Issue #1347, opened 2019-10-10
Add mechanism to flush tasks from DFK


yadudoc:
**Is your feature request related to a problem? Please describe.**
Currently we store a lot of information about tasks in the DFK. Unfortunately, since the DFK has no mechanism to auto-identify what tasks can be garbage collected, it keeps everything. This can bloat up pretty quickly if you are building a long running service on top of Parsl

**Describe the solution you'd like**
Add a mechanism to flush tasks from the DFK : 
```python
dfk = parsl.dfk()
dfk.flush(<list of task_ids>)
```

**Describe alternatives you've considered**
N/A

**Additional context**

- **ASSIGNMENT**
Every line in the listing that holds "from" belongs in the answer.

- **WRITTEN SOLUTION**
Add mechanism to flush tasks from DFK
Add a mechanism to flush tasks from the DFK : 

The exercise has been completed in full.